More disappointments followed. Robinson was dismayed that Biden did not push for filibuster reform to enact a $15 minimum wage. He was upset that the president did not try to halt a raft of voting restrictions passed by Georgia’s GOP-led legislature.

“I think the frustration is at an all-time high, and Biden can’t go to Georgia or any other Black state in the South and say, ‘This is what we delivered in 2021,’ ” said Robinson, whose group believes it reached 1.2 million Black men in Georgia. “Black men are pissed off about the nothingness that has happened . . . Does it make the work harder? It makes the work damn near impossible.”

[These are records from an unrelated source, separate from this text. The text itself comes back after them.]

PR #3105, opened 2022-08-31
chore: add project properties class and replace client.path

### LINKED ISSUE #3081: add a global config object and dispatcher
Add a global config object (Like `RenkuConfig`) that can hold configuration values a and a `(I)ConfigDispatcher` that can hold these config objects and return the current one from an internal stack. Set up injection for the dispatcher in the command builder.

The object does not need any properties for now, those will be added further down the line.

Panaetius:
closes #3081 

I didn't go with a Dispatcher/Interface/inject approach as I think this is easier to use, reduces clutter and and fits out needs. Plus we don't really need to mock this as it's pretty fixed and should be relatively simple.

I also fixed some issues that caused warnings in pytest. Some further warnings should be fixed by https://github.com/SwissDataScienceCenter/calamus/pull/79 .


mohammad-sdsc (commented):
Thanks Ralf! I believe `RenkuConfig` is not a fully descriptive name for this. It's also can get confused with a Renku project config (`renku.ini`). The path is not a configuration; we cannot change it as normally we do with configuration values. It's a core property and has a one-to-one correspondence with a project (when it changes we are in a new project). Maybe `ProjectProperties` or `ProjectInfo` is a more descriptive name. What do you think?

Biden’s approval has slipped noticeably with black voters over the past two months, a turn which some pundits (like me) have attributed to his COVID vaccine mandate alienating unvaccinated African-Americans. But it’s more complicated than that, as the WaPo story clarifies. And the agony for Biden is that there’s no way to deliver any of the things Blow and Robinson demand without nuking the filibuster. In fact, there’s probably no way to deliver them even if they do nuke the filibuster. Joe Manchin would oppose a sweeping voting rights bill on the order of H.R. 1 and, I’m guessing, a broad bill to legalize America’s illegal immigrants. Maybe he’d go along on police reform, but it’s anyone’s guess how deep red West Virginians would react to a Democrat-only bill that put tight federal restrictions on police conduct.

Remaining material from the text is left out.